* _ABOUT THIS TASK_
When the string "next" appears in a line of the records, show the whole line.

* _SOURCE MATERIAL_
PR #1451, opened 2026-08-12
fix(sdk): resolve hyphen/underscore instrumentor name spellings in disabled_instrumentors

Anai-Guo:
## What

`openlit.init(disabled_instrumentors=[...])` matches names against the canonical keys of `MODULE_NAME_MAP`, and those keys are inconsistent about their separator — `llama_index` and `pydantic_ai` sit next to `openai-agents`, `google-ai-studio` and `aiohttp-client`.

`INSTRUMENTOR_ALIASES` exists to absorb exactly that ("Common aliases so users can pass intuitive names…"), but it only covers *one* direction: the underscore spelling of a hyphenated key. The reverse — the hyphenated spelling of an underscore key — has no entry, so five spellings resolve to nothing:

| passed in | should resolve to | today |
|---|---|---|
| `llama-index` | `llama_index` | unresolved |
| `llamaindex` | `llama_index` | unresolved |
| `pydantic-ai` | `pydantic_ai` | unresolved |
| `reka_api` | `reka-api` | unresolved |
| `aiohttp_client` | `aiohttp-client` | unresolved |

`llama-index` and `pydantic-ai` are the distribution names the instrumentations themselves declare (`_instruments = ("llama-index >= 0.10.0",)`, `("pydantic-ai >= 0.2.17",)`), and `llamaindex` is the name of the package directory — so all three are spellings the repo already uses elsewhere.

## Why it matters

An unresolved name is not an error. `__init__.py` puts it on `invalid_instrumentors`, logs a warning and moves on, so the instrumentation the user asked to turn off keeps emitting spans. The "Did you mean" suggester does not help either: it is a substring match, and `"llama-index"` is not a substring of `"llama_index"` (nor the reverse), so these names fall through to the generic message with no hint at the fix.

Running the validation block from `openlit/__init__.py` verbatim against `disabled_instrumentors=["llama-index", "llamaindex", "pydantic-ai", "reka_api"]`:

```
--- before
  resolved: ['llama-index', 'llamaindex', 'pydantic-ai', 'reka_api']
  effectively disabled: []
  WARNING - Invalid instrumentor name detected and ignored: 'llama-index'
  WARNING - Invalid instrumentor name detected and ignored: 'llamaindex'
  WARNING - Invalid instrumentor name detected and ignored: 'pydantic-ai'
  WARNING - Invalid instrumentor name detected and ignored: 'reka_api'

--- after
  resolved: ['llama_index', 'llama_index', 'pydantic_ai', 'reka-api']
  effectively disabled: ['llama_index', 'llama_index', 'pydantic_ai', 'reka-api']
```

## Change

Five entries added to `INSTRUMENTOR_ALIASES`, in the existing style and next to their siblings. No lookup semantics change — the same table, filled in the other direction.

`sdk/python/tests/test_instrumentor_names.py` is new and is what keeps this from drifting back: `test_both_separator_spellings_resolve` walks every key in `MODULE_NAME_MAP` and asserts both spellings normalize onto a real instrumentor, so a future key with a new separator mix fails the suite instead of silently ignoring a user's opt-out. The rest of the file pins the invariants the two registries already satisfy (aliases point at real keys, aliases do not shadow keys, `MODULE_NAME_MAP` and `INSTRUMENTOR_MAP` agree).

## Verification

Against `main` the new test file is 4 failed / 4 passed; with this commit it is 8 passed:

```
=== before
FAILED test_instrumentor_names.py::test_both_separator_spellings_resolve
FAILED test_instrumentor_names.py::test_distribution_names_resolve
FAILED test_instrumentor_names.py::test_module_directory_names_resolve
FAILED test_instrumentor_names.py::test_normalization_is_case_insensitive
4 failed, 4 passed

=== after
8 passed
```

`pylint` with `sdk/python/.pylintrc` rates both changed files 10.00/10.

Happy to fold the aliases into a generic separator-swap fallback inside `normalize_instrumentor_name` instead, if you would rather not grow the table — I kept it as explicit entries because that is the mechanism already in place.

## Summary by Sourcery

Ensure common instrumentor name spellings reliably map to their canonical keys when processing disabled instrumentors.

Bug Fixes:
- Resolve hyphenated, underscored, and unseparated instrumentor name variants so disabled instrumentors are correctly recognized.

Enhancements:
- Add coverage for instrumentor aliases, canonical registry consistency, distribution and module naming variants, case-insensitive normalization, and unknown-name behavior.

Tests:
- Add unit tests that prevent unresolved instrumentor spellings and registry inconsistencies from regressing.


amanagarwal042 (approved):
Looks Great!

* _ANSWER SECTION_
`openlit.init(disabled_instrumentors=[...])` matches names against the canonical keys of `MODULE_NAME_MAP`, and those keys are inconsistent about their separator — `llama_index` and `pydantic_ai` sit next to `openai-agents`, `google-ai-studio` and `aiohttp-client`.
Five entries added to `INSTRUMENTOR_ALIASES`, in the existing style and next to their siblings. No lookup semantics change — the same table, filled in the other direction.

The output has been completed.